AIM OF THE EXERCISE:
From the entries below, output the line with "updated lib-common/modules/database to" and each following line up to and including the line with "Looks good, thank you!", exactly as written.

BEGIN DATA TO PROCESS

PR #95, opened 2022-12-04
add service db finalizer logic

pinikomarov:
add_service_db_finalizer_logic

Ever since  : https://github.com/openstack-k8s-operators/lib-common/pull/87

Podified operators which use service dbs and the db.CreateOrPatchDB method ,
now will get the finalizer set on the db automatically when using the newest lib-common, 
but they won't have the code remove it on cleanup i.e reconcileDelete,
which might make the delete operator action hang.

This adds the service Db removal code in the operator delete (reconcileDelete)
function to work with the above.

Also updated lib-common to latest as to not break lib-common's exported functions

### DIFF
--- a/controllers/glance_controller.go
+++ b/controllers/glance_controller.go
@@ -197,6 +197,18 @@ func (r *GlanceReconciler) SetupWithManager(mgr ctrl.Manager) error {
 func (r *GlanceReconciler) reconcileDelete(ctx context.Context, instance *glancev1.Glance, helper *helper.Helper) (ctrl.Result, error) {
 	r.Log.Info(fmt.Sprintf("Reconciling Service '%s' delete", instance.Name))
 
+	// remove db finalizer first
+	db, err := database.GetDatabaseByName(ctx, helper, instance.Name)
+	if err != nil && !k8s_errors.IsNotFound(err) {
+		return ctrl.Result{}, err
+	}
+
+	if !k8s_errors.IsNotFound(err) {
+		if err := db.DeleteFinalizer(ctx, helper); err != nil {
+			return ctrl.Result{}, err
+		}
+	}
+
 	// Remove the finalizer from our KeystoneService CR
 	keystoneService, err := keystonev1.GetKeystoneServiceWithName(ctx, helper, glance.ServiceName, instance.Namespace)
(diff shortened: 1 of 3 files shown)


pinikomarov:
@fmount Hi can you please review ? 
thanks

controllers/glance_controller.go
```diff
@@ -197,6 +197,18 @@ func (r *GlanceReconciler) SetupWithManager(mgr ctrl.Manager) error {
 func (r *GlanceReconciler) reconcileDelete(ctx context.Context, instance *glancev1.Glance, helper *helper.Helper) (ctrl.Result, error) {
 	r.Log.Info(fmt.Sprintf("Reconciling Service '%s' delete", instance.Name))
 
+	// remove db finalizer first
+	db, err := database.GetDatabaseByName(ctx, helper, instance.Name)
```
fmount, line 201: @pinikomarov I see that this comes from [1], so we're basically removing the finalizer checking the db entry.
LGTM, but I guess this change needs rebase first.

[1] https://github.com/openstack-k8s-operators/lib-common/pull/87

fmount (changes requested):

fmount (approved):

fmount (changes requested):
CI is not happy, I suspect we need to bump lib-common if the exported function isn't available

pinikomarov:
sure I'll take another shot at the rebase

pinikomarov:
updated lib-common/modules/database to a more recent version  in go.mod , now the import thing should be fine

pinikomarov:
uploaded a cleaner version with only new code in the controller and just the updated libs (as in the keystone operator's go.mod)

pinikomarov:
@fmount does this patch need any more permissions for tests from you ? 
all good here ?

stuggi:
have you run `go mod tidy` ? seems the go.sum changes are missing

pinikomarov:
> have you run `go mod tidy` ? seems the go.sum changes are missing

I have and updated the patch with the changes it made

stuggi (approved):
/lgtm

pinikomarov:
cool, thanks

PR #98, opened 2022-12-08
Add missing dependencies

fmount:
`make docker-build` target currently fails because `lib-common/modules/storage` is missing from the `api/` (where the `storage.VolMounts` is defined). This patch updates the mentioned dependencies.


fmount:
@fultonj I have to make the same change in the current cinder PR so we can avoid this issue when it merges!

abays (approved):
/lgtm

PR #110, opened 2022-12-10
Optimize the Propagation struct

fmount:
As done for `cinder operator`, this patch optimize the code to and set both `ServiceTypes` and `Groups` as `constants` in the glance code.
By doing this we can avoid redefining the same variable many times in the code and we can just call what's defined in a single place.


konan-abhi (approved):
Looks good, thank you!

END DATA TO PROCESS
BEGIN DATA TO PROCESS

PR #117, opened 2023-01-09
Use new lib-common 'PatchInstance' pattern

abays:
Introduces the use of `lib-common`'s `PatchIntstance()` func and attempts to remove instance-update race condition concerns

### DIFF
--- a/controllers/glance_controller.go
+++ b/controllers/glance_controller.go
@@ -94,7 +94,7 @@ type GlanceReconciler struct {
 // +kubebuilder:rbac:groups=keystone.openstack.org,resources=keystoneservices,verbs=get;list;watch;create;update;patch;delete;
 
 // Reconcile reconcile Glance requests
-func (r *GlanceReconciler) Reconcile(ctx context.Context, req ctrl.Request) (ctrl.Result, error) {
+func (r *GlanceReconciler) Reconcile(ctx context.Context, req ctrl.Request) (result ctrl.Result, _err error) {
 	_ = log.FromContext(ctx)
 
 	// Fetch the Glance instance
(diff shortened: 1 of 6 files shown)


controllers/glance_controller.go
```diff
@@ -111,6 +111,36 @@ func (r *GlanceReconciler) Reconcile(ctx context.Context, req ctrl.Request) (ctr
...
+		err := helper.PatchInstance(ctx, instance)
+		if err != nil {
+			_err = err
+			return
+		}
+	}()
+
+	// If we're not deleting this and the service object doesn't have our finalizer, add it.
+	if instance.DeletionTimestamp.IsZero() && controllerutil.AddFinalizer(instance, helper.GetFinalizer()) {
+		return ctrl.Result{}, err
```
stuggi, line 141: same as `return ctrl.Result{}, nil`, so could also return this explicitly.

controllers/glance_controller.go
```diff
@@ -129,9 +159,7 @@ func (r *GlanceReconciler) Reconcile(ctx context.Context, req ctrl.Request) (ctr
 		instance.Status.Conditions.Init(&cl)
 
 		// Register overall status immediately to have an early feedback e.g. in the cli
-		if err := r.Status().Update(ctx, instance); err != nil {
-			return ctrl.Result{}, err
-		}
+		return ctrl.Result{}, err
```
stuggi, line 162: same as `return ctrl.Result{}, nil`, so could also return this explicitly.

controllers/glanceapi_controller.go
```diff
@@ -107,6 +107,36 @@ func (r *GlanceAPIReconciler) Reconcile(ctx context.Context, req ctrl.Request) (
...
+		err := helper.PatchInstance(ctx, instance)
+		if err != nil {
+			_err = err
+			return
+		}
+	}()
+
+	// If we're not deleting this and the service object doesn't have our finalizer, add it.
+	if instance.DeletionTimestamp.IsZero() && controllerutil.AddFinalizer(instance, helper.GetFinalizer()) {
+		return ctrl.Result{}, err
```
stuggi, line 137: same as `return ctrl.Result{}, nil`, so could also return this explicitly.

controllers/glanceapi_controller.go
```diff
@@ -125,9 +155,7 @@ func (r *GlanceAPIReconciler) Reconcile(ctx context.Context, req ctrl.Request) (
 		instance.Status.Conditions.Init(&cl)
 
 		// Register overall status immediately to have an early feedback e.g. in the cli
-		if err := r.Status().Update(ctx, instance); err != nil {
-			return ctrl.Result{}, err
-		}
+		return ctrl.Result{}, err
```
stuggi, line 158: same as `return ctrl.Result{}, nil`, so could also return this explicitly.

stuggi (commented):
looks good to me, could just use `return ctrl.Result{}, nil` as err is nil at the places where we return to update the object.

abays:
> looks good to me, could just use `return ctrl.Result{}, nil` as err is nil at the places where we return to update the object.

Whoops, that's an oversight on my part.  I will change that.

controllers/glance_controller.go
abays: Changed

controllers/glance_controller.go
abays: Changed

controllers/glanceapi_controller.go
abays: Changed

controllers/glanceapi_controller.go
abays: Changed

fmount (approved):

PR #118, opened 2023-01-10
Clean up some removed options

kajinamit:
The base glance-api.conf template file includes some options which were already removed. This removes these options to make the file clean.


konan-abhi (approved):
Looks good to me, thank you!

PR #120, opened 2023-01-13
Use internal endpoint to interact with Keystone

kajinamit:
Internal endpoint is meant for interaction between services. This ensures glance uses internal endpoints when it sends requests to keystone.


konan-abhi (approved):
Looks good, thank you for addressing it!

END DATA TO PROCESS

RESULT OF THIS TASK:
updated lib-common/modules/database to a more recent version  in go.mod , now the import thing should be fine

pinikomarov:
uploaded a cleaner version with only new code in the controller and just the updated libs (as in the keystone operator's go.mod)

pinikomarov:
@fmount does this patch need any more permissions for tests from you ? 
all good here ?

stuggi:
have you run `go mod tidy` ? seems the go.sum changes are missing

pinikomarov:
> have you run `go mod tidy` ? seems the go.sum changes are missing

I have and updated the patch with the changes it made

stuggi (approved):
/lgtm

pinikomarov:
cool, thanks

PR #98, opened 2022-12-08
Add missing dependencies

fmount:
`make docker-build` target currently fails because `lib-common/modules/storage` is missing from the `api/` (where the `storage.VolMounts` is defined). This patch updates the mentioned dependencies.


fmount:
@fultonj I have to make the same change in the current cinder PR so we can avoid this issue when it merges!

abays (approved):
/lgtm

PR #110, opened 2022-12-10
Optimize the Propagation struct

fmount:
As done for `cinder operator`, this patch optimize the code to and set both `ServiceTypes` and `Groups` as `constants` in the glance code.
By doing this we can avoid redefining the same variable many times in the code and we can just call what's defined in a single place.


konan-abhi (approved):
Looks good, thank you!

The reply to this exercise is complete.